This sequence of increasingly complex geometrical figures and perspective drawings — collected in a sixteenth-century watercolor manuscript and preserved at the Herzog August Bibliothek in Wolfenbüttel — comes with no author's note, editor's preface, or running commentary. We know very little about its origins. All we have are shapes and color, with the occasional totem (eagle, rooster, and even a putto holding something like a pinwheel) dwarfed by the immensity of lines and angles. 

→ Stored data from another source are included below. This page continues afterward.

PR #370, opened 2019-11-14
Dict suggestions - backend

arkadius:


engine/interpreter/src/main/scala/pl/touk/nussknacker/engine/compile/CompiledProcess.scala
```diff
@@ -24,9 +25,12 @@ object CompiledProcess {
              ): ValidatedNel[ProcessCompilationError, CompiledProcess] = {
     val servicesDefs = definitions.services
 
-    val expressionCompiler = ExpressionCompiler.withOptimization(userCodeClassLoader, definitions.expressionConfig)
+    val dictRegistryFactory = DictServicesFactoryLoader.justOne(userCodeClassLoader)
```
mproch: ugh... I *don't* think this should be here... We shouldn't mess with classloaders here...

arkadius: Why? Which level will be better? Near creating of `ProcessConfigCreator`?

engine/api/src/main/scala/pl/touk/nussknacker/engine/api/dict/DictDefinition.scala
```diff
@@ -0,0 +1,41 @@
...
+  def value(key: String): Any
+
+}
+
+/**
+ * If this instance wil be used in global variables, will be typed to TypedDict.
+ */
+case class DictInstance(dictId: String, definition: DictDefinition) {
+
+  def valueType: SingleTypingResult = definition.valueType(dictId)
```
witekw: Does DictInstance "contain" exactly one dictionary (map)? If so, it should not require dictId to return its type.

engine/api/src/main/scala/pl/touk/nussknacker/engine/api/dict/static/StaticDictDefinition.scala
```diff
@@ -0,0 +1,78 @@
...
+
+/**
+ * It is DictDefinition which contains embedded label <> key transformation.
+ */
+trait StaticDictDefinition extends DictDefinition {
+
+  def labelByKey: Map[String, String]
+
+  lazy val keyByLabel: Map[String, String] = labelByKey.map(_.swap)
+
```
witekw: Do we check somewhere if the map is invertible?

engine/api/src/main/scala/pl/touk/nussknacker/engine/api/dict/DictDefinition.scala
arkadius: `DictInstance` not need `dictId` to return its value type. Maybe you mean `DictDefinition`? It maybe confusing but our "instances" are objects that we put to global variables map. `DictIntance` refer to `DictDefinition` and `DictDefinition` is kind of abstract type. Concrete class is `DictDefinition` + dictId. Take a look at `TestProcessConfigCreator` to see how it used.

engine/api/src/main/scala/pl/touk/nussknacker/engine/api/dict/static/StaticDictDefinition.scala
arkadius: No, we don't. I can put some assertion for example that `labels` are unique. WDYT?

engine/interpreter/src/main/scala/pl/touk/nussknacker/engine/compile/CompiledProcess.scala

When compared to other geometric images contemporary to the manuscript, it inhabits a middle ground between the sober studies found in Augustin Hirschovogel's Geometria (1543) and Lorenz Stoer's ethereal geometric landscapes (1567). While the manuscript remains a mystery, certain pages share a strong resemblance to the etchings by Jost Amman for Nuremberg goldsmith Wenzel Jamnitzer's Perspectiva corporum regularium (1568) — and one image bears the inscription "Geometria et Perspectiva Corporum Regularium" (Geometry and Perspective of the Regular Bodies), though this was a somewhat common descriptive name for studies of this kind.

Indeed, the manuscript displays the German Renaissance fascination for geometrical solids demonstrated by Jamnitzer, Albrecht Dürer, Johannes Kepler, and Hans Lencker, which paralleled similar experiments in Italy conducted by Piero della Francesca, Paolo Uccello, Leonardo da Vinci, and several others — part of a larger "rise of perspective" in visual art and the renewed mathematical fascination with polyhedra. According to Thomas Christensen, it was thought that one could derive, from geometric solids, "God's secret design for the universe".